> **Source data**
· · · · · · ·
PR #2614, opened 2018-05-27
util-linux: fix INSTALL when ALLOW_UNTESTED=no

fbrosson:
~util-linux: Do not define `*ARCHITECTURES_fdisk` as their content upsets the build servers.~

util-linux: fix `INSTALL` when `ALLOW_UNTESTED=no`

* While at it, do not export `CFLAGS` and `LDFLAGS`. Instead, pass `CPPFLAGS` and `LDFLAGS` to both `autogen.sh` and `configure`.
* Now that we don't override the project's default `CFLAGS` anymore we can add the debuginfo package.
    
**Warning:** If you call haikuporter after the recipe was last modified and then change `ALLOW_UNTESTED` to `yes`, the `.DependencyInfo` file for the fdisk subpackage will be missing.
Workaround: touch the recipe before calling haikuporter. Of course, this is required only once, that is, if you have recently changed `ALLOW_UNTESTED` to `yes`.

### DIFF
--- a/sys-apps/util-linux/util_linux-2.32.recipe
+++ b/sys-apps/util-linux/util_linux-2.32.recipe
@@ -6,7 +6,7 @@ LICENSE="GNU GPL v2
 	GNU LGPL v2
 	BSD (4-clause)
 	Public Domain"
-REVISION="1"
+REVISION="2"
 SOURCE_URI="https://www.kernel.org/pub/linux/utils/util-linux/v2.32/util-linux-$portVersion.tar.xz"
 CHECKSUM_SHA256="6c7397abc764e32e8159c2e96042874a190303e77adceb4ac5bd502a272a4734"
 SOURCE_DIR="util-linux-$portVersion"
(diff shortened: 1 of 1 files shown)


fbrosson:
> util-linux: Do not define `{SECONDARY_,}ARCHITECTURES_fdisk` as it upsets the build servers.

@mmlr, do you know if this is true?
(In other words, shall I merge this PR?)

The build servers did not process 971393f641683409afffc1f9e669cd6a42de0539 nor 7c61af65208f3094f685b8e07d66bb669ce071b5, so there are no binary packages for `util-linux 2.32-1` in the repo.
(The build servers also did not build `bzip2-1.0.6-7`, bumped with 13818325f80881d4d4e847d1132229113596daf3.)

BTW, #2526 also needs libuuid and libblkid.

Thanks!

mmlr:
The buildmaster uses HaikuPorter, so it should not come to a different result than what you get locally. If it is buildable with HaikuPorter then the buildmaster and builders should be able to build it. It is however configured more strictly, i.e. no untested ports.

The reported error was ```packageEntries: error: "fdisk" doesn't seem to be a valid package suffix.``` This is a build time error, not something that happens at parse time. It indicates that the ```_fdisk``` subpackage was not properly defined by the recipe keys. In this case, the subpackage is probably discarded due to the architectures being marked untested. In that case, the build process obviously must not try to then package something into that subpackage, it has to do that conditionally for the architectures where it is available. Lifting the architecture restriction is the other way to solve it.

The disk of the buildmaster ran full, that's why it didn't continue processing new recipes. I've cleaned out some 40GiBs of obsolete packages I kept from the shared packages directories and it now has ample space again (and sprung into action again due to that).

fbrosson:
> The disk of the buildmaster ran full, that's why it didn't continue processing new recipes. I've cleaned out some 40GiBs of obsolete packages I kept from the shared packages directories and it now has ample space again (and sprung into action again due to that)

Cool, thanks for the info!

alaviss:
@fbrosson 

Your commit does a bit more that what the summary said, which might confuse some people when they do a `git blame` on the file. I suggest you split the commits next time, or use a summary like:

    util-linux: improvements and bug fixes

With that said, I should really stop asking contributors to fix recipe bugs whenever they bump one 😄, or at least ask them make separate commits for the changes, but that might be too much.

fbrosson:
Well, since the bug was only affecting those users who have `ALLOW_UNTESTED=no` I thought this information was more relevant in the commit summary than mentionning the addition of the debuginfo package.

Regarding the separate commits for fixing the bug and for adding the debuginfo package, since these two changes were orthogonal, I felt it was not worth making a separate commit just for adding the debuginfo.

(But I'll think about this a bit more from now on :)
· · · · · · ·
> **Work request**
Go through the material above and copy each line that holds the string "action".

> **Answer space**
The disk of the buildmaster ran full, that's why it didn't continue processing new recipes. I've cleaned out some 40GiBs of obsolete packages I kept from the shared packages directories and it now has ample space again (and sprung into action again due to that).
> The disk of the buildmaster ran full, that's why it didn't continue processing new recipes. I've cleaned out some 40GiBs of obsolete packages I kept from the shared packages directories and it now has ample space again (and sprung into action again due to that)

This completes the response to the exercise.